Let $$M$$ be a $$C^\infty$$ closed manifold, $${\mathcal X}^\infty (M)$$ be the space of $$C^\infty$$ vector fields on $$M$$ and $${\mathcal X}_1^\infty (M)$$ be the space of $$C^\infty$$ arcs $$\xi: I=[-1, 1]\to {\mathcal X}^\infty (M)$$ of vector fields, both endowed with the $$C^\infty$$ Whitney topology.
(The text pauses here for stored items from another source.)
PR #277, opened 2025-07-14
Fix type stub import in jython

2over12:


ghidra_scripts/grease.py
```diff
@@ -35,7 +35,17 @@
...
 import tempfile
-import typing
+
+
+try:
+    import typing
+except ImportError:
+
+    class FakeObj:
+        TYPE_CHECKING = False
```
RyanGlScott, line 48: My understanding is that `TYPE_CHECKING` is a special constant that is assumed to be true by Python typecheckers. Is this correct? If so, it would be worth leaving a comment stating why we both to set this to `False`.

thebendavis (approved):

Assuming that the arc $$\xi= \{X_\mu \}$$, $$\mu\in I$$, satisfies the properties:
(1) for each $$\mu\in I$$, the non-wandering set of $$X_\mu$$ consists of a finite number of critical elements (i.e. singularities and periodic orbits) of $$X_\mu$$,
(2) there are no cycles among the critical elements of $$X_\mu$$,
(3) there is $$\overline {\mu}\in I$$ such that $$X_{\overline {\mu}}$$ has a saddle-node periodic orbit,
under certain additional conditions, the author obtains results on the global stability, non-stability of $$\{X_\mu\}$$ at a bifurcation value $$\overline {\mu}$$ and a modulus of stability for $$X_{\overline {\mu}}$$.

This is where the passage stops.